**ACTIVITY**
Work out how many lines in the listing below carry the word "packet". Give that number alone.

══ STORED DATA

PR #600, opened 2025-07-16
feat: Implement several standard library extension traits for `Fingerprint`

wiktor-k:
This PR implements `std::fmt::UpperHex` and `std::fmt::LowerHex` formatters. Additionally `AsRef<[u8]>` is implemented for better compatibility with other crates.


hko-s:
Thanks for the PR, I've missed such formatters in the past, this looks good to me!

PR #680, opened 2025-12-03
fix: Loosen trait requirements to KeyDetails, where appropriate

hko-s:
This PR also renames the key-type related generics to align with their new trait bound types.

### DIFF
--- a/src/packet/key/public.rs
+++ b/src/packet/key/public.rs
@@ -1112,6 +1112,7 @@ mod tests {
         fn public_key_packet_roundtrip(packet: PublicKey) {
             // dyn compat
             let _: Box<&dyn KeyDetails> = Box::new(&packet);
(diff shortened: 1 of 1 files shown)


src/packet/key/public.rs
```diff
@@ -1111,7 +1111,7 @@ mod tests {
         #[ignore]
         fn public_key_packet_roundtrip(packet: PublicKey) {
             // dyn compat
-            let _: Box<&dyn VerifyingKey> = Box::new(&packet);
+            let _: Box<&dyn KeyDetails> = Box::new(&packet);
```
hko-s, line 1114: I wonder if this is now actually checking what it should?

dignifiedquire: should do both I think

════

**SOLUTION FOR THIS TASK**
8